Я думал, что с бактериологами будет сложнее, потому что институт был
глубоко гражданским, это чувствовалось сразу, стоило лишь взглянуть на его
сотрудников, особенно молодых. Однако там заинтересовались нашими
материалами больше, чем химики - может быть потому, что бактериологам мы
ничего не могли приказать, их можно было лишь попросить. Научный сотрудник,
к которому меня направили, длинный, тощий и бородатый парень, видимо,
торопился и сразу же перешел к делу.
- За тридцать пять лет, - сказал он, сразу же беря быка за рога, -
существовавшие там штаммы, вернее всего, погибли. Но часть могла сохраниться
в виде спор. В такой форме они могут существовать очень долго.
- Они опасны?
- В таком виде - нет. Но вся сложность в том, что как только споры
попадают в благоприятные условия, они могут активизироваться. Иными словами,
они оживают. Может быть, в какой-то степени ослабленными. Но не обязательно.

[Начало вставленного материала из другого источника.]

PR #26816, opened 2024-03-01
ContextMenu: Close menu when element lose focus

marker-dao:


packages/devextreme/js/ui/context_menu/ui.context_menu.js
```diff
@@ -339,6 +340,21 @@ class ContextMenu extends MenuBase {
         this._addWidgetClass();
     }
 
+    _isTargetOutOfComponent(relatedTarget) {
+        const isInsideContextMenu = $(relatedTarget).closest(`.${DX_CONTEXT_MENU_CLASS}`).length !== 0;
+
+        return !isInsideContextMenu;
```
ksercs, line 346: I suggest u the same approach as in the lost note in Menu PR.
I believe on component recreation focusout does not have a relatedTarget and scenario in FileManager should work.

If I'm right, it will allow us to get rid of overlay private cache using.

marker-dao: [26c0e42ea5a238bd35f2d6f01d639724e1cf39d3]

ksercs (approved):

EugeniyKiyashko (approved):

iBat (approved):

- Что это - благоприятные условия?
- Я не знаю, чего им там не хватает. Может быть, дело в температуре
окружающей среды. Возможно, им было слишком холодно. Может быть, отсутствие
питания. Или кислорода - если это не анаэробы. Вредная среда... Мало ли что.
- Они оживают сразу?
- Как правило, для активизации нужен какой-то срок. Если вы точно
скажете мне, что у вас там за культуры, я скажу, каким может быть
инкубационный период.
Я хотел было спросить, сколько времени для акклиматизации нужно спорам
чумы. А также - что, если там окажутся какие-то вирусные культуры. Но
подумал, что пугать без нужды никого не следует.

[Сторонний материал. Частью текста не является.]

PR #26823, opened 2024-03-04
Menu: Close menu when element lose focus

marker-dao:


packages/devextreme/testing/tests/DevExpress.ui.widgets/menu.tests.js
```diff
@@ -760,6 +760,33 @@ QUnit.module('Menu tests', {
         assert.notOk(submenu.option('visible'), 'submenu was closed');
     });
 
+    [true, false].forEach(hideSubmenuOnFocusOut => {
+        QUnit.test(`Close submenu when element lose focus and _hideSubmenuOnFocusOut=${hideSubmenuOnFocusOut}`, function(assert) {
```
Zedwag: let's rename the test, now it sounds like menu should be closed in both scenarios

marker-dao: Thanks, I have renamed the test: [69ee2668a0da82519efd21e28f1b049f847a0cec].

Zedwag (dismissed):

Zedwag (dismissed):

packages/devextreme/js/ui/menu/ui.menu.js
```diff
@@ -269,6 +269,38 @@ class Menu extends MenuBase {
...
+        const $contextMenuTarget = $(relatedTarget).parents(`.${DX_CONTEXT_MENU_CLASS}`)[0];
+
+        if(!$menuTarget && !$contextMenuTarget) {
+            return true;
+        }
+
+        const $element = this._focusTarget()[0];
+        const $overlayContent = this._visibleSubmenu?.getOverlayContent()[0];
+
+        const isTargetOutOfComponent = !($menuTarget === $element || $contextMenuTarget === $overlayContent);
```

- Вам ведь дали для ознакомления статью ...
- Эту, на немецком? Там нужен соответствующий переводчик. Мы ее
просмотрели, насколько хватило нашей лингвистической эрудиции, но какие-то
тонкости наверняка ускользнули. Названия там невеселые. Но судя по тому, что
он там пишет, они как раз и занимались тем, чтобы вывести штамм с
минимальным сроком активизации. Так что можно ждать больших неприятностей.
Совершенно ясно, во всяком случае, что проникать туда можно только в
специальном снаряжении, а при возвращении оттуда необходима тщательная
санитарная обработка каждого человека и предмета. На этот счет поговорите с
вашими медиками - думаю, что в их распоряжении такие установки имеются.
- Конечно, - сказал я. Да и на самом деле, у нас они наверняка есть.
- Могут ли такие споры сохраняться и в очистных устройствах?
- Несомненно. Поэтому активный материал из этих устройств надо
систематически уничтожать.
- Если споры подвергнутся воздействию высокой температуры? Очень
высокой. Порядка тысяч градусов? И давлению в тысячи атмосфер?
- На протяжении какого времени?
- Кратковременно. Тысячные доли секунды. Он пожал плечами.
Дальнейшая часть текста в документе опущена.